Former Secretary of State Mike Pompeo on Saturday urged Iranian dissidents to “keep up the fight” against the hardline regime in Tehran — as a top dissident group gathered in a summit to renew calls for a secular and democratic Iran.
“We must continue to support the Iranian people as they fight for a freer and more democratic Iran in any way that we can,” Pompeo told attendees at the National Council of Resistance of Iran’s (NCRI) “Free Iran World Summit.” “There is so much good work that American civil society can do to further this goal. It is work that your organization is actively engaged in – keep up the fight.”
Pompeo was one of a number of speakers from both sides of the aisle, including Sens. Ted Cruz, R-Texas, Cory Booker, D-N.J., Robert Menendez, D-N.J., and House Minority Leader Kevin McCarthy, R-Calif., along with politicians from Europe.
Booker hailed Iranian-American contributions to U.S. society, and praised Iranians who defied “the authoritarian Iranian regime” in protests and social movements.
“Their desire for democracy and justice outweighed their fear of being injured or taken to jail,” he said, saying he was confident that one day the world would see a “free and open” Iran.
The largely virtual event included hundreds of Iranian activists appearing from inside Iran at key monuments, their faces blurred, to show the continued resistance within Iran.
The summit comes just weeks after hardline Ebrahim Raisi won the country’s presidential election amid mass boycotts of the process and accusations of rigging by the regime.

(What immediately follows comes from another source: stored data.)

Issue #10001, opened 2026-02-03
[ENHANCEMENT] Improve integration test reliability: bump kind (K8s) and ginkgo versions


pohanhuang:
### Task request

Harvester CI uses `kind` to spin up a Kubernetes cluster for integration/e2e tests.

- Current `kindest/node` (Kubernetes v1.31) version used in CI is not aligned with the Kubernetes version we intend to test against v1.34.
- The `ginkgo` version in go.mod differs from the version pinned in the dapper Dockerfile; we should sync them as well to avoid inconsistencies between CI and local runs.

wheatdog:
The installation of `kind` is defined in https://github.com/harvester/harvester/blob/10d64609d1bd5f9e51a800515a76ac2f9d5ad48d/Dockerfile.dapper#L58-L59

The expected k8s version to be used is defined in https://github.com/harvester/harvester-installer/blob/650752c7c95af2126813044c80be4fc2cccc0571/scripts/version-rke2#L1

PR #10003, opened 2026-02-03
ci: bump kind, ginkgo version in dapper

pohanhuang:
#### Problem:
- Current kindest/node (Kubernetes v1.31) version used in CI is not aligned with the Kubernetes version we intend to test against v1.34.
- The ginkgo version in go.mod differs from the version pinned in the dapper Dockerfile; we should sync them as well to avoid inconsistencies between CI and local runs.

#### Solution:

- bump kind to [v0.30.0 ](https://github.com/kubernetes-sigs/kind/releases/tag/v0.30.0)
  - in go.mod
  - in Dockerfile.dapper
- ginkgo version v2.23.4 align with [go.mod](https://github.com/harvester/harvester/blob/master/go.mod)
#### Related Issue(s):
#10001


ihcsim:
We should also update the [`kind` module](https://github.com/harvester/harvester/blob/c50975695f06b36932879bf6b3e7c37caf220b07/go.mod#L144) which is used to run the [integration test](https://github.com/harvester/harvester/tree/master/tests).

pohanhuang:
Hi @ihcsim ,
Thanks for reminding! You're absolutely correct. In this PR I also bump the kind version as well.

ihcsim (approved):

pohanhuang:
@wheatdog Can you help review this bump PR when you are available?
Thanks.

pohanhuang:
Hi @harvester/dev,
Can you help review when you are available? I would like to get more review before it merge.
Thanks.

wheatdog (approved):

Raisi has been sanctioned by the U.S. for his participation in human rights abuses — and was tied to mass execution of dissidents in the 1980s.
NCRI President-elect Maryam Rajavi said that the forcing of Raisi into power was a sign of the regime’s weakness and an effort to keep power against democratic uprisings.
“But they have actually dug their own graves,” she said. “They are like a scorpion that stings itself after being surrounded by flames. Only the regime’s fear of the uprisings and the supreme leader’s political demise can explain Raisi’s taking office.”
The regime was weakened by a series of protests, including over its handling of the economy and the COVID-19 pandemic, at home and increased pressure by U.S. foreign policy under the Trump administration. The U.S. departed the Iran nuclear deal in 2018 and imposed waves of sanctions under a “maximum pressure” campaign against the regime.
Pompeo used his remarks to take aim at efforts in Washington to re-engage with Iran and re-enter the Iran nuclear deal — and warned against efforts to finance the Iranians as part of an agreement.
“We cannot shower the Ayatollah with money and economic benefits in the hopes that he won’t use it to inflict terror,” Pompeo said. “This thinking is foolish, dangerous and backwards.”
“The program of sanctions and pressure employed by the Trump administration needs to remain the model for engagement with Iran if we want to ensure the security of the American people and better lives for the Iranian people,” he said.
Raisi recently said he would not meet with President Biden, at least until sanctions were removed.
“The U.S. is obliged to lift all oppressive sanctions against Iran,” Raisi said at a news conference.